■ **Task statement**
Output an exact reproduction of the data.

■ **Records provided**
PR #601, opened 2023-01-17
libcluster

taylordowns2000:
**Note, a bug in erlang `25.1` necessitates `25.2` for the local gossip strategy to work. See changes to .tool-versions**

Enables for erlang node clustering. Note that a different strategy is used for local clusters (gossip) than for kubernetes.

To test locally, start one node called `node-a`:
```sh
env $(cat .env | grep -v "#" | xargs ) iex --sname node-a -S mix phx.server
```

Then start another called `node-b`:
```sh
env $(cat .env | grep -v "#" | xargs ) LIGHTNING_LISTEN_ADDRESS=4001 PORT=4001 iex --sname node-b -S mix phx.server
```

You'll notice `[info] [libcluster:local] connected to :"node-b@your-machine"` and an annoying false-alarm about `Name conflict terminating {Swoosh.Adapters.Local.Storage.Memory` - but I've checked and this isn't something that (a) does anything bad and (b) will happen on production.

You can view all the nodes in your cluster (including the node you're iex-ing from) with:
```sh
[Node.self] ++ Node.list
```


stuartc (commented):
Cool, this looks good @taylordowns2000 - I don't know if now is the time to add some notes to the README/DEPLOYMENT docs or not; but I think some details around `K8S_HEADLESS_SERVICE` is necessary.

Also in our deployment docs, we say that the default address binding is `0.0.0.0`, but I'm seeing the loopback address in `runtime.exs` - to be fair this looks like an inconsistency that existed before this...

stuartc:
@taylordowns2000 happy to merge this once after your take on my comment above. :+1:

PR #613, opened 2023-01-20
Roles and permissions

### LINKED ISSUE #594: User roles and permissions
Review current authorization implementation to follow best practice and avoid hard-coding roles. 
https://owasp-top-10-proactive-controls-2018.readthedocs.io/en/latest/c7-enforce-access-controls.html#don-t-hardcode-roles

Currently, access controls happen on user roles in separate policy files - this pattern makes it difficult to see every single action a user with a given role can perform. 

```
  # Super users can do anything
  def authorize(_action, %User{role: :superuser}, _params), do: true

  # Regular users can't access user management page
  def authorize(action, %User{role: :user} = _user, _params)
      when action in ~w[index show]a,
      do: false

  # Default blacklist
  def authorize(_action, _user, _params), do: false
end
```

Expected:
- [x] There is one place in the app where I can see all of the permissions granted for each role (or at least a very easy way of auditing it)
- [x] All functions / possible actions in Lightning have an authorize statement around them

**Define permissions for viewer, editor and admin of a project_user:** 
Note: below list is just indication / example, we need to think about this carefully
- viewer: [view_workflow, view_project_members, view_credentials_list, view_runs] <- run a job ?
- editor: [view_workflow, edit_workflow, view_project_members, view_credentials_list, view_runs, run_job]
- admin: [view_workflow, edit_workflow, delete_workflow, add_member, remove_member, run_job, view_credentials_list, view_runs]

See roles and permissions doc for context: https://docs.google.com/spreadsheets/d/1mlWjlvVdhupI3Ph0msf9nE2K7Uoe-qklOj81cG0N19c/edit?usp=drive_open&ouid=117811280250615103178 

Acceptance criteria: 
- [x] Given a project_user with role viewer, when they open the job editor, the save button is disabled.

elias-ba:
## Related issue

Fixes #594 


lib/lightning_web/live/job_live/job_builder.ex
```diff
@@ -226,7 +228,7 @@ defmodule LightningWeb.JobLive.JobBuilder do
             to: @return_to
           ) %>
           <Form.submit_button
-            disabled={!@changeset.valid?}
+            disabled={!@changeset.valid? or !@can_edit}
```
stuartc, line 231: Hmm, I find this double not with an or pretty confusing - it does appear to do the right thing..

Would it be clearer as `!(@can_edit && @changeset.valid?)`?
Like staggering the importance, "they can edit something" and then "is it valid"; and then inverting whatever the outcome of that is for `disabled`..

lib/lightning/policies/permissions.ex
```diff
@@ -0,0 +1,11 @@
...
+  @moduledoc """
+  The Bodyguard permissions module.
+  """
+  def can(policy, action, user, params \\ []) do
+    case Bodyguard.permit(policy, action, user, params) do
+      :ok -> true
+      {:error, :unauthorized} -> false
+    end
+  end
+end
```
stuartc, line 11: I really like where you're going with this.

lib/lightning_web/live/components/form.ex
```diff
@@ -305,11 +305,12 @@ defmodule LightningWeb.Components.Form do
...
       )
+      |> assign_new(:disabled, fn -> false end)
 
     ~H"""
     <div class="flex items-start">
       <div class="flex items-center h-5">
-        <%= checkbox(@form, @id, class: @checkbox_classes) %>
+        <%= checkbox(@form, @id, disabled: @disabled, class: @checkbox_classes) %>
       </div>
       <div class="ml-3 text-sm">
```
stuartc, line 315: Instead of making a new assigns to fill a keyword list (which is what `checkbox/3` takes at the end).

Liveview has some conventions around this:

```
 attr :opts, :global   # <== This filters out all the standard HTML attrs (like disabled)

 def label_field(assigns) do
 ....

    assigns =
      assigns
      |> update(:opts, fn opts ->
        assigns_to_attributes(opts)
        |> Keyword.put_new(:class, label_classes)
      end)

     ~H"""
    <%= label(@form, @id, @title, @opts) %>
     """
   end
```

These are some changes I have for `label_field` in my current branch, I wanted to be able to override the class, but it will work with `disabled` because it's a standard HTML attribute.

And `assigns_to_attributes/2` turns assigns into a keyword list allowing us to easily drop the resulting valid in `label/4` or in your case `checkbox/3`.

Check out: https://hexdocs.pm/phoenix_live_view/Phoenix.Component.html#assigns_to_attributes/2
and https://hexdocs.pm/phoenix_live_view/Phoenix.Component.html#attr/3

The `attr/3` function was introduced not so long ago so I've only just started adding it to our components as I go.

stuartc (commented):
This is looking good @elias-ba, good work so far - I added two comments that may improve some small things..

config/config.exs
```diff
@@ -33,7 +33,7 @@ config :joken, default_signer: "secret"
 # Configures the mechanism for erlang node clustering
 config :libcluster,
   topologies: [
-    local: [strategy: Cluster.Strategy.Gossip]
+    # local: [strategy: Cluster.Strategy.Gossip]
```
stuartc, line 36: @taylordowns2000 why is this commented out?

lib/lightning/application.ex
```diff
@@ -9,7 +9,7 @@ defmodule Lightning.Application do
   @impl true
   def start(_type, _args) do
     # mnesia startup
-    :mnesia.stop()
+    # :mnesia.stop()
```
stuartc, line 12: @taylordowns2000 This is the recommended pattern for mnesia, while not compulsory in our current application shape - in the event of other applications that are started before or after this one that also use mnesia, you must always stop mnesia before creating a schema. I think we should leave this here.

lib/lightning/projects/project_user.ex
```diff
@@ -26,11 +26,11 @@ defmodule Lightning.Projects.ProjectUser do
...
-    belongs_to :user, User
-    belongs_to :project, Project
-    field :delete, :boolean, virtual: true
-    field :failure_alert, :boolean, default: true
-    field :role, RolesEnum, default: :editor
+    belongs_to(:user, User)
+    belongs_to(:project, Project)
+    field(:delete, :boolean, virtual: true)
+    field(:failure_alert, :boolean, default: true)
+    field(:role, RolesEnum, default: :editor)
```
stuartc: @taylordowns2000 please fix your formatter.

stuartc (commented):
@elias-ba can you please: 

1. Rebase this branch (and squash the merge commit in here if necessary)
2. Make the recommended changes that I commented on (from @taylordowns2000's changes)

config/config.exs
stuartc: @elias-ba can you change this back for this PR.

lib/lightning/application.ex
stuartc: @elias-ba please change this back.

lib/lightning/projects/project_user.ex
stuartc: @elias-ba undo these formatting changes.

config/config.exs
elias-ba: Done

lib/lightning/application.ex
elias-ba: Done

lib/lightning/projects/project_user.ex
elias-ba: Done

■ **Response below**
PR #601, opened 2023-01-17
libcluster

taylordowns2000:
**Note, a bug in erlang `25.1` necessitates `25.2` for the local gossip strategy to work. See changes to .tool-versions**

Enables for erlang node clustering. Note that a different strategy is used for local clusters (gossip) than for kubernetes.

To test locally, start one node called `node-a`:
```sh
env $(cat .env | grep -v "#" | xargs ) iex --sname node-a -S mix phx.server
```

Then start another called `node-b`:
```sh
env $(cat .env | grep -v "#" | xargs ) LIGHTNING_LISTEN_ADDRESS=4001 PORT=4001 iex --sname node-b -S mix phx.server
```

You'll notice `[info] [libcluster:local] connected to :"node-b@your-machine"` and an annoying false-alarm about `Name conflict terminating {Swoosh.Adapters.Local.Storage.Memory` - but I've checked and this isn't something that (a) does anything bad and (b) will happen on production.

You can view all the nodes in your cluster (including the node you're iex-ing from) with:
```sh
[Node.self] ++ Node.list
```


stuartc (commented):
Cool, this looks good @taylordowns2000 - I don't know if now is the time to add some notes to the README/DEPLOYMENT docs or not; but I think some details around `K8S_HEADLESS_SERVICE` is necessary.

Also in our deployment docs, we say that the default address binding is `0.0.0.0`, but I'm seeing the loopback address in `runtime.exs` - to be fair this looks like an inconsistency that existed before this...

stuartc:
@taylordowns2000 happy to merge this once after your take on my comment above. :+1:

PR #613, opened 2023-01-20
Roles and permissions

### LINKED ISSUE #594: User roles and permissions
Review current authorization implementation to follow best practice and avoid hard-coding roles. 
https://owasp-top-10-proactive-controls-2018.readthedocs.io/en/latest/c7-enforce-access-controls.html#don-t-hardcode-roles

Currently, access controls happen on user roles in separate policy files - this pattern makes it difficult to see every single action a user with a given role can perform. 

```
  # Super users can do anything
  def authorize(_action, %User{role: :superuser}, _params), do: true

  # Regular users can't access user management page
  def authorize(action, %User{role: :user} = _user, _params)
      when action in ~w[index show]a,
      do: false

  # Default blacklist
  def authorize(_action, _user, _params), do: false
end
```

Expected:
- [x] There is one place in the app where I can see all of the permissions granted for each role (or at least a very easy way of auditing it)
- [x] All functions / possible actions in Lightning have an authorize statement around them

**Define permissions for viewer, editor and admin of a project_user:** 
Note: below list is just indication / example, we need to think about this carefully
- viewer: [view_workflow, view_project_members, view_credentials_list, view_runs] <- run a job ?
- editor: [view_workflow, edit_workflow, view_project_members, view_credentials_list, view_runs, run_job]
- admin: [view_workflow, edit_workflow, delete_workflow, add_member, remove_member, run_job, view_credentials_list, view_runs]

See roles and permissions doc for context: https://docs.google.com/spreadsheets/d/1mlWjlvVdhupI3Ph0msf9nE2K7Uoe-qklOj81cG0N19c/edit?usp=drive_open&ouid=117811280250615103178 

Acceptance criteria: 
- [x] Given a project_user with role viewer, when they open the job editor, the save button is disabled.

elias-ba:
## Related issue

Fixes #594 


lib/lightning_web/live/job_live/job_builder.ex
```diff
@@ -226,7 +228,7 @@ defmodule LightningWeb.JobLive.JobBuilder do
             to: @return_to
           ) %>
           <Form.submit_button
-            disabled={!@changeset.valid?}
+            disabled={!@changeset.valid? or !@can_edit}
```
stuartc, line 231: Hmm, I find this double not with an or pretty confusing - it does appear to do the right thing..

Would it be clearer as `!(@can_edit && @changeset.valid?)`?
Like staggering the importance, "they can edit something" and then "is it valid"; and then inverting whatever the outcome of that is for `disabled`..

lib/lightning/policies/permissions.ex
```diff
@@ -0,0 +1,11 @@
...
+  @moduledoc """
+  The Bodyguard permissions module.
+  """
+  def can(policy, action, user, params \\ []) do
+    case Bodyguard.permit(policy, action, user, params) do
+      :ok -> true
+      {:error, :unauthorized} -> false
+    end
+  end
+end
```
stuartc, line 11: I really like where you're going with this.

lib/lightning_web/live/components/form.ex
```diff
@@ -305,11 +305,12 @@ defmodule LightningWeb.Components.Form do
...
       )
+      |> assign_new(:disabled, fn -> false end)
 
     ~H"""
     <div class="flex items-start">
       <div class="flex items-center h-5">
-        <%= checkbox(@form, @id, class: @checkbox_classes) %>
+        <%= checkbox(@form, @id, disabled: @disabled, class: @checkbox_classes) %>
       </div>
       <div class="ml-3 text-sm">
```
stuartc, line 315: Instead of making a new assigns to fill a keyword list (which is what `checkbox/3` takes at the end).

Liveview has some conventions around this:

```
 attr :opts, :global   # <== This filters out all the standard HTML attrs (like disabled)

 def label_field(assigns) do
 ....

    assigns =
      assigns
      |> update(:opts, fn opts ->
        assigns_to_attributes(opts)
        |> Keyword.put_new(:class, label_classes)
      end)

     ~H"""
    <%= label(@form, @id, @title, @opts) %>
     """
   end
```

These are some changes I have for `label_field` in my current branch, I wanted to be able to override the class, but it will work with `disabled` because it's a standard HTML attribute.

And `assigns_to_attributes/2` turns assigns into a keyword list allowing us to easily drop the resulting valid in `label/4` or in your case `checkbox/3`.

Check out: https://hexdocs.pm/phoenix_live_view/Phoenix.Component.html#assigns_to_attributes/2
and https://hexdocs.pm/phoenix_live_view/Phoenix.Component.html#attr/3

The `attr/3` function was introduced not so long ago so I've only just started adding it to our components as I go.

stuartc (commented):
This is looking good @elias-ba, good work so far - I added two comments that may improve some small things..

config/config.exs
```diff
@@ -33,7 +33,7 @@ config :joken, default_signer: "secret"
 # Configures the mechanism for erlang node clustering
 config :libcluster,
   topologies: [
-    local: [strategy: Cluster.Strategy.Gossip]
+    # local: [strategy: Cluster.Strategy.Gossip]
```
stuartc, line 36: @taylordowns2000 why is this commented out?

lib/lightning/application.ex
```diff
@@ -9,7 +9,7 @@ defmodule Lightning.Application do
   @impl true
   def start(_type, _args) do
     # mnesia startup
-    :mnesia.stop()
+    # :mnesia.stop()
```
stuartc, line 12: @taylordowns2000 This is the recommended pattern for mnesia, while not compulsory in our current application shape - in the event of other applications that are started before or after this one that also use mnesia, you must always stop mnesia before creating a schema. I think we should leave this here.

lib/lightning/projects/project_user.ex
```diff
@@ -26,11 +26,11 @@ defmodule Lightning.Projects.ProjectUser do
...
-    belongs_to :user, User
-    belongs_to :project, Project
-    field :delete, :boolean, virtual: true
-    field :failure_alert, :boolean, default: true
-    field :role, RolesEnum, default: :editor
+    belongs_to(:user, User)
+    belongs_to(:project, Project)
+    field(:delete, :boolean, virtual: true)
+    field(:failure_alert, :boolean, default: true)
+    field(:role, RolesEnum, default: :editor)
```
stuartc: @taylordowns2000 please fix your formatter.

stuartc (commented):
@elias-ba can you please: 

1. Rebase this branch (and squash the merge commit in here if necessary)
2. Make the recommended changes that I commented on (from @taylordowns2000's changes)

config/config.exs
stuartc: @elias-ba can you change this back for this PR.

lib/lightning/application.ex
stuartc: @elias-ba please change this back.

lib/lightning/projects/project_user.ex
stuartc: @elias-ba undo these formatting changes.

config/config.exs
elias-ba: Done

lib/lightning/application.ex
elias-ba: Done

lib/lightning/projects/project_user.ex
elias-ba: Done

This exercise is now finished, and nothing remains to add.